Narrative Science’s algorithms built the article using pitch-by-pitch game data that parents entered into an iPhone app called GameChanger. Last year the software produced nearly 400,000 accounts of Little League games. This year that number is expected to top 1.5 million.

For Narrative Science’s CTO and cofounder, Kristian Hammond, these stories are only the first step toward what will eventually become a news universe dominated by computer-generated stories. How dominant? “More than 90 percent,” says Hammond.

This robonews tsunami, he insists, will not wash away the remaining human reporters who still collect paychecks. Whew! Was getting worried there. — Editor.

Instead the universe of newswriting will expand dramatically, as computers mine vast troves of data to produce ultracheap, totally readable accounts of events, trends, and developments that no journalist is currently covering.

That’s not to say that computer-generated stories will remain in the margins, limited to producing more and more Little League write-ups and formulaic earnings previews. Hammond was recently asked for his reaction to a prediction that a computer would win a Pulitzer Prize within 20 years. He disagreed. It would happen, he said, in five.

Narrative Science’s writing engine requires several steps. First, it must amass high-quality data. Then the algorithms must fit that data into some broader understanding of the subject matter. (For instance, they must know that the team with the highest number of “runs” is declared the winner of a baseball game.) So Narrative Science’s engineers program a set of rules that govern each subject, be it corporate earnings or a sporting event.

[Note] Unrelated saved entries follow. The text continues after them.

PR #13361, opened 2024-10-23
Evolved operator functions

Cryoris:
### Summary

Part of #13046: The `evolved_operator_ansatz` and `qaoa_ansatz` functions.

This is based on #13295, so that PR will need merging first.

### Details and comments

* After #13295, the `EvolvedOperatorAnsatz` is already pretty performant since it does the Pauli evolution in Rust. However, with these functions we still gain a speedup since we can do all evolution at once in Rust and don't need go back and forth.

    This benchmarks the construction of an evolved operator ansatz for an Ising Hamiltonian on a square grid with side length ``n``
(so ``n ** 2`` qubits), which has 2 operators; the ZZ-interactions and the X-field. For 100 qubits we get a speedup of 1.33x,
which is increasing with the number of qubits (e.g. we get 1.83x at 10'000 qubits).

    <details closed>

    ```
    -- n = 10, speedup 1.33x
    main: 0.033 +- 0.014
    this: 0.025 +- 0.009

    -- n = 50, speedup 1.64x
    main: 6.218 +- 0.200
    this: 3.792 +- 0.105

    -- n = 100, speedup 1.83x
    main: 100.487 +- 2.275
    this: 55.007 +- 1.139
    ```
    </details>

* This also adds a new function called `hamiltonian_variational_ansatz` (HVA), which automatically splits an input Hamiltonian into commuting terms. This is slightly different to `evolved_operator_ansatz`, which requires you to manually do this split, but IMO the HVA is the form most users would be interested in. We could've changed the default behavior of `evolved_operator_ansatz` to do the splitting, but I didn't want to change behavior for a class that users are already used to.


Cryoris:
I'm not sure why this fails, the docs build is complaining about 
```
/home/vsts/work/1/s/docs/apidoc/circuit_library.rst:: ERROR: Anonymous hyperlink mismatch: 1 references but 0 targets.
```
My best guess so far is that it doesn't like that the `evolved_operator_ansatz` function has the same name as the module its coming from?

releasenotes/notes/clib-evolved-ops-e91c00964c0209ce.yaml
```diff
@@ -0,0 +1,13 @@
+---
+features_circuits:
+  - |
+    Added :func:`.evolved_operator_ansatz`, :func:`.hamiltonian_variational_ansatz`, and
+    :func:`.qaoa_ansatz` to the circuit library to implement variational circuits based on
+    operator evolutions. :func:`.evolved_operator_ansatz` and :func:`.qaoa_ansatz` are
+    functionally equivalent to :class:`.EvolvedOperatorAnsatz` and :class:`.QAOAAnsatz`, but
+    generally more perfomant.
+
```
alexanderivrii: typo in "performant"

qiskit/circuit/library/n_local/evolved_operator_ansatz.py
```diff
@@ -15,16 +15,262 @@
...
+def hamiltonian_variational_ansatz(
+    hamiltonian: SparsePauliOp | Sequence[SparsePauliOp],
+    reps: int = 1,
+    insert_barriers: bool = False,
+    name: str = "HVA",
+    parameter_prefix: str = "t",
+):
+    r"""Construct a Hamiltonian variational ansatz.
+
+    For a Hamiltonian :math:`H = \sum_{k=1}^K H_k` where the terms :math:`H_k` consists of only
```
alexanderivrii:
```suggestion
    For a Hamiltonian :math:`H = \sum_{k=1}^K H_k` where the terms :math:`H_k` consist of only
```

alexanderivrii (commented):
I think this is in a good shape. Though I would like to take another look after #13295 is merged.

qiskit/circuit/library/n_local/evolved_operator_ansatz.py
Cryoris: Fixed in 6bf40b8d2

releasenotes/notes/clib-evolved-ops-e91c00964c0209ce.yaml
Cryoris: Fixed in 6bf40b8d2

crates/accelerate/src/circuit_library/utils.rs
```diff
@@ -0,0 +1,26 @@
...
+};
+use smallvec::SmallVec;
+
+pub(super) type StandardInstruction = (StandardGate, SmallVec<[Param; 3]>, SmallVec<[Qubit; 2]>);
+pub(super) type Instruction = (
+    PackedOperation,
+    SmallVec<[Param; 3]>,
+    Vec<Qubit>,
+    Vec<Clbit>,
+);
```
alexanderivrii: I like this very much! Do you think it would make sense / be possible to also use these definition from within the `synthesis` directory? Or should we move these to an even more central place?

qiskit/circuit/library/n_local/evolved_operator_ansatz.py
```diff
@@ -15,16 +15,262 @@
...
+    r"""Construct an ansatz out of operator evolutions.
+
+    For a set of operators :math:`[O_1, ..., O_J]` this circuit is defined as
+
+    .. math::
+
+        \prod_{r=1}^{R} \left( \prod_{j=J}^1 e^{i\theta_{j, r} O_j} \right)
+
+    where the exponentials :math:`exp(i\theta O_j)` are expanded using the product formula
+    specified by ``evolution``.
```
alexanderivrii: A few questions about this. In the formula, ``R`` corresponds to ``reps`` from the docstring? The $\theta_{j, r}$ actually depend on $r$? What is the relation between `evolved_operator_ansatz` and the `PauliEvolutionGate`? And in particular, why in `evolved_operator_ansatz` we have $e^{i\theta O_j}$ and in the definition of `PauliEvolutionGate` we have $e^{-it H}$, are the signs consistent? (My questions really show my ignorance of the subject.)

qiskit/circuit/library/n_local/evolved_operator_ansatz.py
```diff
@@ -15,16 +15,262 @@
...
+        insert_barriers: Whether to insert barriers in between each evolution.
+        name: The name of the circuit.
+        parameter_prefix: Set the names of the circuit parameters. If a string, the same prefix
+            will be used for each parameters. Can also be a list to specify a prefix per
+            operator.
+        remove_identities: If ``True``, ignore identity operators (note that we do not check
+            :class:`.Operator` inputs). This will also remove parameters associated with identities.
+        flatten: If ``True``, a flat circuit is returned instead of nesting it inside multiple
+            layers of gate objects. Setting this to ``False`` is significantly less performant,
+            especially for parameter binding, but can be desirable for a cleaner visualization.
```
alexanderivrii, line 89: Why`initial_state` is not an argument anymore?

qiskit/circuit/library/n_local/evolved_operator_ansatz.py
```diff
@@ -15,16 +15,262 @@
...
+    if isinstance(parameter_prefix, str):
+        parameters = ParameterVector(parameter_prefix, reps * num_operators)
+        param_iter = iter(parameters)
+    else:
+        # this creates the parameter vectors per operator, e.g.
+        #    [[a0, a1, a2, ...], [b0, b1, b2, ...], [c0, c1, c2, ...]]
+        # and turns them into an iterator
+        #    a0 -> b0 -> c0 -> a1 -> b1 -> c1 -> a2 -> ...
+        per_operator = [ParameterVector(prefix, reps).params for prefix in parameter_prefix]
+        param_iter = itertools.chain.from_iterable(zip(*per_operator))
```
alexanderivrii, line 124: Oh no, the iterators have spilled over from the Rust code into the Python code as well 😨.

test/python/circuit/library/test_pauli_feature_map.py
```diff
@@ -88,6 +88,8 @@ def test_pauli_evolution(self):
             evo.sxdg(1)
             evo.h(2)
 
+            print(evo.draw())
+
```
alexanderivrii: this print can be removed

qiskit/circuit/library/n_local/evolved_operator_ansatz.py
```diff
@@ -15,16 +15,262 @@
...
+            layers of gate objects. Setting this to ``False`` is significantly less performant,
+            especially for parameter binding, but can be desirable for a cleaner visualization.
+    """
+    if reps < 0:
+        raise ValueError("reps must be a non-negative integer.")
+
+    if isinstance(operators, BaseOperator):
+        operators = [operators]
+    elif len(operators) == 0:
+        return QuantumCircuit()
```
alexanderivrii, line 97: Previously having no iterators threw a `ValueError`, correct? Though I think the change is fine.

alexanderivrii (commented):
This looks good. I have left a few minor in-place comments and questions.

alexanderivrii:
@Cryoris, one question just came up in a slack discussion with @raynelfss: why do you need the Rust changes at all? I do like the (small) cleanup that moves `Instruction` and `StandardInstruction` to some common place, and I don't mind this being a part of this PR, but we technically don't need it, correct? Could you also please comment why we need the change to `radd_param`.

crates/accelerate/src/circuit_library/utils.rs
Cryoris: Yeah I think that would make sense, though we might want to discuss the name a bit if we move this to a central location, so we don't mistake it among all the other instructions 😄

qiskit/circuit/library/n_local/evolved_operator_ansatz.py
Cryoris: * yes, $R$ is `reps`: I'll add a comment
* `evolved_operator_ansatz` uses layers of `PauliEvolutionGate` to implement a sequence of parameterized evolutions. Indeed they use the _same_ sign, but this is wrongly documented 🙂 
* (you didn't ask but for completeness)`hamiltonian_variational_ansatz` is a special type of `evolved_operator_ansatz` where the operators are set to the commuting groups of a Hamiltonian

qiskit/circuit/library/n_local/evolved_operator_ansatz.py
Cryoris: Because one can simply do
```python
initial_state.compose(evolved_operator_ansatz(...))
```
Before this was an argument as the `EvolvedOperatorAnsatz` was a blueprint and could be reconstructed, in which case we needed to re-attach the initial state. Not being a blueprint anymore, this is no longer needed and we can simplify the code.

qiskit/circuit/library/n_local/evolved_operator_ansatz.py
Cryoris: Ha, nothing sneaks past you 😛  Though e.g. the n-local circuits would just be empty if no blocks are set. So I used this chance to make the functions more consistent 🙂

qiskit/circuit/library/n_local/evolved_operator_ansatz.py
Cryoris: Iter-ception! Which world do we iterate in? 🫨

Cryoris:
The changes to Rust are artifacts from developing off a non-merged PR 😄 The Rust changes are not needed, I'll revert them.

test/python/circuit/library/test_pauli_feature_map.py
Cryoris: removed in 3e009a5e7

qiskit/circuit/library/n_local/evolved_operator_ansatz.py
Cryoris: Added the above in 3e009a5e7

crates/accelerate/src/circuit_library/utils.rs
Cryoris: As per the comment below, all the Rust changes are reverted in 3e009a5e7

qiskit/circuit/library/n_local/qaoa_ansatz.py
```diff
@@ -21,8 +21,72 @@
...
+def qaoa_ansatz(
+    cost_operator: BaseOperator,
+    reps: int = 1,
+    initial_state: QuantumCircuit | None = None,
+    mixer_operator: BaseOperator | None = None,
+    insert_barriers: bool = False,
+    name: str = "QAOA",
+    flatten: bool = True,
+):
+    r"""A generalized QAOA quantum circuit with a support of custom initial states and mixers.
```
ShellyGarion, line 42: might be good to an some more explanation or example here

ShellyGarion (commented):
LGTM. I have a minor comment about the docs.

qiskit/circuit/library/n_local/qaoa_ansatz.py
ShellyGarion: Another comment - please note that these functions do not appear in the table with the classes, as in #13310

crates/accelerate/src/circuit_library/pauli_evolution.rs
```diff
@@ -27,6 +26,8 @@ type Instruction = (
     Vec<Clbit>,
 );
 
+// custom types for a more readable code
+
```
raynelfss: Maybe this line was supposed to be removed or back on line 21?

qiskit/circuit/library/n_local/evolved_operator_ansatz.py
```diff
@@ -15,16 +15,263 @@
...
+def evolved_operator_ansatz(
+    operators: BaseOperator | Sequence[BaseOperator],
+    reps: int = 1,
+    evolution: EvolutionSynthesis | None = None,
+    insert_barriers: bool = False,
+    name: str = "EvolvedOps",
+    parameter_prefix: str | Sequence[str] = "t",
+    remove_identities: bool = True,
+    flatten: bool | None = None,
+):
```
raynelfss: Since we're specifying types here, should we also say that it returns a `QuantumCircuit`?
```suggestion
def evolved_operator_ansatz(
    operators: BaseOperator | Sequence[BaseOperator],
    reps: int = 1,
    evolution: EvolutionSynthesis | None = None,
    insert_barriers: bool = False,
    name: str = "EvolvedOps",
    parameter_prefix: str | Sequence[str] = "t",
    remove_identities: bool = True,
    flatten: bool | None = None,
) -> QuantumCircuit:
```

qiskit/circuit/library/n_local/evolved_operator_ansatz.py
```diff
@@ -15,16 +15,263 @@
...
+    return circuit
+
+
+def hamiltonian_variational_ansatz(
+    hamiltonian: SparsePauliOp | Sequence[SparsePauliOp],
+    reps: int = 1,
+    insert_barriers: bool = False,
+    name: str = "HVA",
+    parameter_prefix: str = "t",
+):
```
raynelfss: You could add the return type here as well
```suggestion
) -> QuantumCircuit :
```

qiskit/circuit/library/n_local/qaoa_ansatz.py
```diff
@@ -21,8 +21,72 @@
...
+
+def qaoa_ansatz(
+    cost_operator: BaseOperator,
+    reps: int = 1,
+    initial_state: QuantumCircuit | None = None,
+    mixer_operator: BaseOperator | None = None,
+    insert_barriers: bool = False,
+    name: str = "QAOA",
+    flatten: bool = True,
+):
```
raynelfss:
```suggestion
) -> QuantumCircuit:
```

raynelfss (commented):
I'm not too familiar with PauliEvolution or what the `evolved_operator_ansatz` tries to achieve specifically but the logic here is sound to me. I'll let @alexanderivrii have the last word on approving, but great job regardless!

qiskit/circuit/library/n_local/qaoa_ansatz.py
Cryoris: done in 076f467

qiskit/circuit/library/n_local/evolved_operator_ansatz.py
Cryoris: done in 076f467

qiskit/circuit/library/n_local/evolved_operator_ansatz.py
Cryoris: done in 076f467

crates/accelerate/src/circuit_library/pauli_evolution.rs
Cryoris: done in 076f467

qiskit/circuit/library/n_local/qaoa_ansatz.py
Cryoris: done in 076f467

alexanderivrii (dismissed):
LGTM!

raynelfss (approved):
Looks okay, we'll fix the removals with #13407

Issue #13274, opened 2024-10-03
Add a Rust reperesentation of `Var` type


mtreinish:
Right now we have the `Var` type  for classical variables in a circuit defined in Python. These get used for expressions and store instructions currently, but their use will likely expand over time. However, even with the limited use currently their representation is critical in the `DAGCircuit` where they're one of the edge types so having them in Python means we relying on calling back to python to interact with them (or in the case of the `DAGCircuit` use them as keys in a hashmap).

eliarbel:
Done in #14068

PR #13364, opened 2024-10-23
Represent variables with BitData in DAGCircuit.

### LINKED ISSUE #13027: Store a `Var(u32)` type for the `Wire::Var` variant in the rust DAGCircuit

kevinhartman:
This PR builds on the work done by @jlapeyre (added as a co-author on the original commit). Thanks John! 😄

### Summary
Introduces a new `Var` type which, similarly to the existing `Qubit` and `Clbit` types, represents a variable in the DAG as an index. With this change, the size of the `Wire` type used for edge data in `DAGCircuit` should be halved. See #13027 for details.

### Details and comments
The semantics of the new `Var` type differ from those of `Qubit` and `Clbit`, in that the latter types the index has a meaning. As such, I'd think that `Var` should be completely opaque (and not constructible) outside of `qiskit-circuit`. Thoughts?

#### Todo
~- [ ] Change `BitData` to `WireData`.~
~- [ ] Resolve any visibility concerns noted above.~

> [!NOTE]
> We can resolve these to-dos in a follow-on PR, since a lot of these structures will change soon in anticipation of migrating toward a native Rust source of truth for bits.

Resolves #13027
Closes #13048

### DIFF
--- a/crates/circuit/src/dag_circuit.rs
+++ b/crates/circuit/src/dag_circuit.rs
@@ -10,7 +10,7 @@
 // copyright notice, and modified files need to carry a notice indicating
 // that they have been altered from the originals.
 
-use std::hash::{Hash, Hasher};
+use std::hash::Hash;
 
 use ahash::RandomState;
 use smallvec::SmallVec;
@@ -29,7 +29,7 @@ use crate::interner::{Interned, Interner};
 use crate::operations::{Operation, OperationRef, Param, PyInstruction, StandardGate};
 use crate::packed_instruction::{PackedInstruction, PackedOperation};
 use crate::rustworkx_core_vnext::isomorphism;
-use crate::{BitType, Clbit, Qubit, TupleLikeArg};
+use crate::{BitType, Clbit, Qubit, TupleLikeArg, Var};
 
 use hashbrown::{HashMap, HashSet};
 use indexmap::IndexMap;
@@ -79,8 +79,8 @@ pub enum NodeType {
     QubitOut(Qubit),
     ClbitIn(Clbit),
     ClbitOut(Clbit),
-    VarIn(PyObject),
-    VarOut(PyObject),
+    VarIn(Var),
+    VarOut(Var),
     Operation(PackedInstruction),
 }
 
@@ -97,45 +97,21 @@ impl NodeType {
     }
 }
 
-#[derive(Clone, Debug)]
+#[derive(Hash, Eq, PartialEq, Clone, Debug)]
 pub enum Wire {
     Qubit(Qubit),
     Clbit(Clbit),
-    Var(PyObject),
-}
-
-impl PartialEq for Wire {
-    fn eq(&self, other: &Self) -> bool {
-        match (self, other) {
-            (Wire::Qubit(q1), Wire::Qubit(q2)) => q1 == q2,
-            (Wire::Clbit(c1), Wire::Clbit(c2)) => c1 == c2,
-            (Wire::Var(v1), Wire::Var(v2)) => {
-                v1.is(v2) || Python::with_gil(|py| v1.bind(py).eq(v2).unwrap())
-            }
-            _ => false,
-        }
-    }
-}
-
-impl Eq for Wire {}
-
-impl Hash for Wire {
-    fn hash<H: Hasher>(&self, state: &mut H) {
-        match self {
-            Self::Qubit(qubit) => qubit.hash(state),
-            Self::Clbit(clbit) => clbit.hash(state),
-            Self::Var(var) => Python::with_gil(|py| var.bind(py).hash().unwrap().hash(state)),
-        }
-    }
+    Var(Var),
 }
 
 impl Wire {
     fn to_pickle(&self, py: Python) -> PyObject {
         match self {
-            Self::Qubit(bit) => (0, bit.0.into_py(py)).into_py(py),
-            Self::Clbit(bit) => (1, bit.0.into_py(py)).into_py(py),
-            Self::Var(var) => (2, var.clone_ref(py)).into_py(py),
+            Self::Qubit(bit) => (0, bit.0.into_py(py)),
+            Self::Clbit(bit) => (1, bit.0.into_py(py)),
+            Self::Var(var) => (2, var.0.into_py(py)),
         }
+        .into_py(py)
     }
 
     fn from_pickle(b: &Bound<PyAny>) -> PyResult<Self> {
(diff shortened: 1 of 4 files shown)


mtreinish:
> The semantics of the new Var type differ from those of Qubit and Clbit, in that the latter types the index has a meaning. As such, I'd think that Var should be completely opaque (and not constructible) outside of qiskit-circuit. Thoughts?

For right now I think this is fine. If we just can use it as a key to get the pyobject (or a reference to a rust struct after #13274) from a dag or get it as a return type from adding a new var to the dag that should be enough. I don't think people will be interacting with them directly or manipulating them like qubits.

crates/circuit/src/dag_circuit.rs
```diff
@@ -589,8 +503,14 @@ impl DAGCircuit {
...
-        out_dict.set_item("var_input_map", self.var_input_map.dict.clone_ref(py))?;
-        out_dict.set_item("var_output_map", self.var_output_map.dict.clone_ref(py))?;
+        out_dict.set_item(
+            "var_io_map",
+            self.var_io_map
+                .iter()
+                .enumerate()
+                .map(|(k, v)| (k, [v[0].index(), v[1].index()]))
+                .collect::<IndexMap<_, _, RandomState>>(),
+        )?;
```
raynelfss: **Nitpick:** For this part, could we instead build the `PyDict` directly? I feel like we'd avoid the conversion cost from `IndexMap` to `dict`.

crates/circuit/src/dag_circuit.rs
```diff
@@ -2618,8 +2545,18 @@ def _format(operand):
...
+                    .get(*var1)
+                    .unwrap()
+                    .bind(py)
+                    .eq(other.vars.get(*var2).unwrap()),
+                [NodeType::VarOut(var1), NodeType::VarOut(var2)] => self
+                    .vars
+                    .get(*var1)
+                    .unwrap()
+                    .bind(py)
+                    .eq(other.vars.get(*var2).unwrap()),
```
raynelfss, line 2647: Maybe I'm not getting this right so feel free to correct me, the comparison here is not done by index because `Var` objects are not opaque. Meaning that they are different fundamentally speaking and are not differentiated by index only. Is this why we're comparing them this way here?

crates/circuit/src/dag_circuit.rs
```diff
@@ -5843,12 +5786,16 @@ impl DAGCircuit {
...
+            NodeType::VarIn(var) => Py::new(
+                py,
+                DAGInNode::new(py, id, self.vars.get(*var).unwrap().clone_ref(py)),
+            )?
+            .into_any(),
+            NodeType::VarOut(var) => Py::new(
+                py,
+                DAGOutNode::new(py, id, self.vars.get(*var).unwrap().clone_ref(py)),
+            )?
+            .into_any(),
```
raynelfss, line 5889: Is there any difference between using this and `into_py()`?

crates/circuit/src/dag_circuit.rs
```diff
@@ -5945,17 +5892,19 @@ impl DAGCircuit {
...
 
         let next_layer = graph_layers.next();
         match next_layer {
             Some(layer) => Box::new(layer.into_iter().filter(|node| {
                 matches!(self.dag.node_weight(*node).unwrap(), NodeType::Operation(_))
-            })),
-            None => Box::new(vec![].into_iter()),
+            }))
+            .collect(),
+            None => vec![],
```
raynelfss: Is there any reason we're ditching the iterators here?

raynelfss (commented):
I appreciate the PR in many personal levels (look at all the `py` we got rid of). This looks great, I have a couple in-line comments/questions.

crates/circuit/src/dag_circuit.rs
kevinhartman: Pretty much, though I'd say they _are_ opaque in that they're nothing more than keys that users must exchange with the `DAGCircuit` to get information about the actual variable.

The difference between `Var` and `{Qu,Cl}bit` is pretty much that a variable's index doesn't mean _anything_. With bits, the index is always also the position within the DAG's bit list, be it qubits or clbits, so when comparing two DAGs it's enough to just compare the indices. A `Var`'s index doesn't mean anything because the relationship between `Var` and our DAG is that a DAG has a *set* of `Var`s, not a list. We just happen to be storing them in a list-like structure (`BitData`).

I'm glad you mentioned this, because I think it really means we ought to make sure that `Var` isn't `Eq` or `Ord` outside of `DAGCircuit`, since it doesn't actually have those semantics. The right thing to do is probably to make both `Wire` and `Var` private to `DAGCircuit` and if we must expose a wire-like enum, have it be an enumeration of `Qubit`, `Clbit`, and `PyObject` like it is now, and convert to it within `DAGCircuit` from the internal `Wire` enum of `Qubit`, `Clbit`, `Var` at the boundary.

I'll look at the feasibility of doing this as part of this PR and report back.

crates/circuit/src/dag_circuit.rs
kevinhartman: I think `into_any` is the best choice here from an API perspective since it doesn't need a `Python` token. If we used `into_py` instead, then we'd be calling the impl of `IntoPy` for `Py<T>` which actually just calls `into_any` anyway ^^. So there's no difference, except I guess an extra function call which would almost certainly get optimized out anyhow.

https://docs.rs/pyo3/latest/src/pyo3/instance.rs.html#1719-1726

raynelfss: Oh, my apologies for the confusion. What I meant was instead of declaring a `Py {*//*}`. We could just call `DAGOutNode.into_py(py)` I don't know if there are any limitations and why you're choosing your method. Just curious.

crates/circuit/src/dag_circuit.rs
kevinhartman: I mostly just don't like using `Box` unless it's an absolute must, and while updating this signature, I noticed that this function just emits from a single `Vec` (the second one) of `multigraph_layers`, so doing this doesn't interrupt any sort of lazy iteration that we might otherwise benefit from.

But, we can actually do this without the `collect` and without disrupting any would-be iterators, which I've just done now in 1254ba1 😄.

crates/circuit/src/dag_circuit.rs
kevinhartman: Seems like a good idea to me. I was just copying what was done above, but I made the change to all instances where we were doing that in 72170a5.

kevinhartman:
I am trying locally to provide better encapsulation for the new `Var` as described [in this PR comment thread](https://github.com/Qiskit/qiskit/pull/13364#discussion_r1817010432). Please hold off on merging until that is sorted and I've reported back 🙂.

kevinhartman:
> I am trying locally to provide better encapsulation for the new Var as described https://github.com/Qiskit/qiskit/pull/13364#discussion_r1817010432. Please hold off on merging until that is sorted and I've reported back 🙂.

The best I'm able to do at the moment is to move `Var` to `dagcircuit.rs`, which allows it to be _mostly_ opaque to clients of the DAG. I believe this is needed for a proper abstraction, but it is not perfect in its current form in that conversion into `Var` from `BitType` is public (because both `BitType` and `From` (of course) are public). In what may become a follow on PR, I'm going to explore making `BitType` private to circumvent this, but the current PR is now ready.

crates/circuit/src/dag_circuit.rs
```diff
@@ -5843,12 +5830,16 @@ impl DAGCircuit {
...
+            NodeType::VarIn(var) => Py::new(
+                py,
+                DAGInNode::new(py, id, self.vars.get(*var).unwrap().clone_ref(py)),
+            )?
+            .into_any(),
+            NodeType::VarOut(var) => Py::new(
+                py,
+                DAGOutNode::new(py, id, self.vars.get(*var).unwrap().clone_ref(py)),
+            )?
+            .into_any(),
```
raynelfss, line 5889: Bit of a nitpick since from what it seems this would have no big effects but you could rewrite it this way (which I alluded to before):
```suggestion
            NodeType::VarIn(var) => DAGInNode::new(py, id, self.vars.get(*var).unwrap().clone_ref(py)).into_py(py),
            NodeType::VarOut(var) => DAGOutNode::new(py, id, self.vars.get(*var).unwrap().clone_ref(py)).into_py(py),
```

It might be too long for a one-liner though 😅

raynelfss (approved):
LGTM! I just had one small optional nitpick.

crates/circuit/src/dag_circuit.rs
kevinhartman: I rather like that approach! Though, IMO we ought to change over to using it consistently in a separate PR (if we feel the improved readability is worth the effort).

The reason being that it keeps the diff for this PR's commit onto `main` as logically specific / isolated as possible. This way, if there's an issue in the future (or someone wants to see exactly the changes that were strictly necessary to do XYZ), there isn't any extra fluff to sift through when they're looking through the Git history.

I'd be more inclined to use the approach you mention despite this if there weren't other uses of `Py::new` inside this very method, but since there are I'd be touching lines that do not require modifications to achieve what this PR aims to do.

raynelfss: Alright, then, this looks good either way, good job!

But how to turn that analysis into prose? The company has hired a team of “meta-writers,” trained journalists who have built a set of templates. Then comes the structure.

Once Narrative Science had mastered the art of telling sports and finance stories, the company realized that it could produce much more than journalism. Indeed, anyone who needed to translate and explain large sets of data could benefit from its services. Requests poured in from people who were buried in spreadsheets and charts.

It turned out that those people would pay to convert all that confusing information into a couple of readable paragraphs that hit the key points.

When the company was just getting started, meta-writers had to painstakingly educate the system every time it tackled a new subject. But before long they developed a platform that made it easier for the algorithm to learn about new domains.

Narrative Science’s main rival in automated story creation, a North Carolina company founded as Stat Sheet, has broadened its mission in similar fashion.

And the subject matter keeps getting more diverse. Narrative Science was hired by a fast-food company to write a monthly report for its franchise operators that analyzes sales figures, compares them to regional peers, and suggests particular menu items to push. What’s more, the low cost of transforming data into stories makes it practical to write even for an audience of one.

For now, though, journalism remains at the company’s core. And like any cub reporter, Narrative Science has dreams of glory — to identify and break big stories. To do that, it will have to invest in sophisticated machine-learning and data-mining technologies. It will also have to get deeper into the business of understanding natural language, which would allow it to access information and events that can’t be expressed in a spreadsheet.

Hammond believes that as Narrative Science grows, its stories will go higher up the journalism food chain — from commodity news to explanatory journalism and, ultimately, detailed long-form articles. Maybe at some point, humans and algorithms will collaborate, with each partner playing to its strength.